* **Your goal**
After locating the line that contains "I think the" in the records below, write out exactly that line and each line after it through the one that contains "Thanks! Added a", and nothing else.

[Stored items from a collection]
★ ★ ★ ★ ★
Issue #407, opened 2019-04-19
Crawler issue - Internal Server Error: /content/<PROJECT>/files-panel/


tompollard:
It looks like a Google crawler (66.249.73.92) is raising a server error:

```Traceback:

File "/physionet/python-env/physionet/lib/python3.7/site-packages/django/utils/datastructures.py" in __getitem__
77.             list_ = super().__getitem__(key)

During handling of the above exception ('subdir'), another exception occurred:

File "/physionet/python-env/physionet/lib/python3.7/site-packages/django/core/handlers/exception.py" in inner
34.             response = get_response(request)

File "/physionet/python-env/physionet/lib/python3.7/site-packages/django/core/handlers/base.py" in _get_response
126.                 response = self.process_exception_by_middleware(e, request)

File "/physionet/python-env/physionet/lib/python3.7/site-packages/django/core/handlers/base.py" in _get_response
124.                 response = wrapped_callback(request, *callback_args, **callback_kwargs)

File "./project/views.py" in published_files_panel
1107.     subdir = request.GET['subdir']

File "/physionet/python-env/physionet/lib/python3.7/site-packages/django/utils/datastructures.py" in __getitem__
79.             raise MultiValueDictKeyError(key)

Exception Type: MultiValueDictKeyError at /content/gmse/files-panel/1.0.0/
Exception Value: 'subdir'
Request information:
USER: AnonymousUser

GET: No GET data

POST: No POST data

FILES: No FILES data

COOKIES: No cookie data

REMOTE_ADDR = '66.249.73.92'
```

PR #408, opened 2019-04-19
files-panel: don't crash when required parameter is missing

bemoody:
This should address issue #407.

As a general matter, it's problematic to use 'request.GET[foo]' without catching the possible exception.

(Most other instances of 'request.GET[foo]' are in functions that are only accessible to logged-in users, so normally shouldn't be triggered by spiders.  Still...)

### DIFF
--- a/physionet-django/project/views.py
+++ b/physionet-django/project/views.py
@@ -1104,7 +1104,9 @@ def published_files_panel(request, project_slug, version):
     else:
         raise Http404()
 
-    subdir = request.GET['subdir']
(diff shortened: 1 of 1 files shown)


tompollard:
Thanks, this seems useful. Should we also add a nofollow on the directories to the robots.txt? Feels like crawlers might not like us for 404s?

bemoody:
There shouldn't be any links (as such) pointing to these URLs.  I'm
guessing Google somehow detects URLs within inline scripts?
★ ★ ★ ★ ★
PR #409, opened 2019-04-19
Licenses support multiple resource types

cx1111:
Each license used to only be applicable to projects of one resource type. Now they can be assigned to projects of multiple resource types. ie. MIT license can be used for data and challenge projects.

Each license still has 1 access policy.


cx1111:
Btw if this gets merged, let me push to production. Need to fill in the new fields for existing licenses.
★ ★ ★ ★ ★
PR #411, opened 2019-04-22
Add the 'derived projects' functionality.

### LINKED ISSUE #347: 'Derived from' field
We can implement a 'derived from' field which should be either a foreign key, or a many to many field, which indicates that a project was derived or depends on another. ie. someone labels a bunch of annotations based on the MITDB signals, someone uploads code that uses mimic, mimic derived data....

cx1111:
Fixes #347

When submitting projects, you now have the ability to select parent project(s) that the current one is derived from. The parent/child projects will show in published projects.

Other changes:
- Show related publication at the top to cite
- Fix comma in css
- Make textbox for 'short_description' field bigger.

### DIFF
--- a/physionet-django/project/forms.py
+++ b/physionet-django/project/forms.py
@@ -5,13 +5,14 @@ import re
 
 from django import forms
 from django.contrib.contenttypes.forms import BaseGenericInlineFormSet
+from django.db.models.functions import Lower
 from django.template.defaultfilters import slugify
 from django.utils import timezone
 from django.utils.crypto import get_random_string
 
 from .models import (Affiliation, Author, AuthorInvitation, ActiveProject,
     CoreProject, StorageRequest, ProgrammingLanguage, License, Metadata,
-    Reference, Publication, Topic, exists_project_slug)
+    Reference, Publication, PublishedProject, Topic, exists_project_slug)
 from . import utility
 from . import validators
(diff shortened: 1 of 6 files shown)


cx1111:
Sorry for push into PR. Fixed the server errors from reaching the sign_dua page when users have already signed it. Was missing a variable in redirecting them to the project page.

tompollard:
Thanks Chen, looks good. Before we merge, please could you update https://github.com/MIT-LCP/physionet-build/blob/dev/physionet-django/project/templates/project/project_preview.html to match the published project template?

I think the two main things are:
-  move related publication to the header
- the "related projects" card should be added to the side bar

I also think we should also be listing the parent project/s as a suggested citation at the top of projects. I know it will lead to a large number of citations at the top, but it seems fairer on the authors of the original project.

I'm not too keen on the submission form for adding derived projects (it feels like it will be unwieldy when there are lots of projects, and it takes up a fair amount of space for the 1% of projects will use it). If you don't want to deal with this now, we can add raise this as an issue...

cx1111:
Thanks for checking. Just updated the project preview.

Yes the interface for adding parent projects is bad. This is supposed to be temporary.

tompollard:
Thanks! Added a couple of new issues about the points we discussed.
★ ★ ★ ★ ★
* **Output of the exercise**
I think the two main things are:
-  move related publication to the header
- the "related projects" card should be added to the side bar

I also think we should also be listing the parent project/s as a suggested citation at the top of projects. I know it will lead to a large number of citations at the top, but it seems fairer on the authors of the original project.

I'm not too keen on the submission form for adding derived projects (it feels like it will be unwieldy when there are lots of projects, and it takes up a fair amount of space for the 1% of projects will use it). If you don't want to deal with this now, we can add raise this as an issue...

cx1111:
Thanks for checking. Just updated the project preview.

Yes the interface for adding parent projects is bad. This is supposed to be temporary.

tompollard:
Thanks! Added a couple of new issues about the points we discussed.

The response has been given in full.